# Cajon smoked poule d'eau



## hoghunter011583 (Jul 21, 2008)

Ok I been wanting to post some of my southern recipes but never have taken the time to do it. Goob has inspired me with his **** so here goes.

I don't have pics but I'll start adding them as I cook stuff in the future.

Start with 6 poule d'eau, that is cajun french for water hen or in Utah language COOTS!!!
Here is what you'll need.
1 lb. of your favorite sausage.
1lb. of whole mushrooms.

Skin your coots out with the legs and breast attached to the bone.
cut the legs from the body
Fill a big deep pot with about 1.5 gallons of water 
throw in 6 tablespoons of Louisiana crab boil season. 
Bring your water to a boil and throw the mushrooms and sausage in, boil them for 15 minutes.
Now put your coots in and bring them back to a boil till the meat is tender.
After boiling remove from heat and let sit for 45 minutes to soak in all the seasoning.

You can either warm it back up and eat it just like that or what I prefer is to take the meat off the breast and shred it, ad BBQ and make a pulled coot sandwich on some homemade hoagie buns!
The legs I eat as my little snack on the side of the sandwich.
I eat the sausage and mushrooms just how they come out the pot.

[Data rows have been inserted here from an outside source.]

PR #1839, opened 2021-01-18
Nitpicky, codebase refactoring and simplication

alexprut:
## Summary

Pretty trivial and nitpicky.

* Remove redundant code

## Test Plan

* Build
* Lint

### DIFF
--- a/gen/generate.go
+++ b/gen/generate.go
@@ -85,7 +85,7 @@ func GenerateGenesisFiles(genesisData GenesisData, consensus config.ConsensusPro
 	// Backwards compatibility with older genesis files: if the consensus
 	// protocol version is not specified, default to V0.
 	proto := genesisData.ConsensusProtocol
-	if proto == ("") {
+	if proto == "" {
 		proto = protocol.ConsensusCurrentVersion
 	}
 
--- a/gen/generate.go
+++ b/gen/generate.go
@@ -85,7 +85,7 @@ func GenerateGenesisFiles(genesisData GenesisData, consensus config.ConsensusPro
 	// Backwards compatibility with older genesis files: if the consensus
 	// protocol version is not specified, default to V0.
 	proto := genesisData.ConsensusProtocol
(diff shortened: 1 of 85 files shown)


gen/generate.go
```diff
@@ -85,7 +85,7 @@ func GenerateGenesisFiles(genesisData GenesisData, consensus config.ConsensusPro
 	// Backwards compatibility with older genesis files: if the consensus
 	// protocol version is not specified, default to V0.
 	proto := genesisData.ConsensusProtocol
-	if proto == protocol.ConsensusVersion("") {
+	if proto == ("") {
```
tsachiherman, line 88: why `("")` and not `""` ?

tsachiherman (commented):
The changes in this PR looks like they were created by an automated tool.
Could you share which tool you've used ?

I generally find it useless to apply these kind of changes unless we can also detect these kind of issues as part of the check-in process.

gen/generate.go
alexprut: Good catch, fixed

alexprut:
@tsachiherman most of the changes were highlighted / signaled by the GoLand IDE, while reading / learning the codebase, the changes were made manually.

> I generally find it useless to apply these kind of changes unless we can also detect these kind of issues as part of the check-in process.

I tend to agree, please feel free to close the PR if you find it useless. I have not look at the entire codebase yet, where can I take a look at the linter and configure it?

tsachiherman:
I don't have GoLand to test with; could you try and figure out how the GoLand is generating these ? ( I know that Visual Studio Code is using gofmt to achieve that ).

The best is to take the coot out of the water, and smoke it then make a coot stuffing!!
I like to make it pretty spicy!! Trust me, it is awesome!!! You'll never pass a coot up again!!


----------



## wyogoob (Sep 7, 2007)

Ya gotta love that! Interesting recipes, thanks for posting.

Where I come from a coot was usually the first waterfowl species a younster shot. And we had to eat anything we shot.

Ya know, coots eat the same thing, spago pondweed, as all those other fancy-smancy ducks out in the marsh. 

c'est bon


----------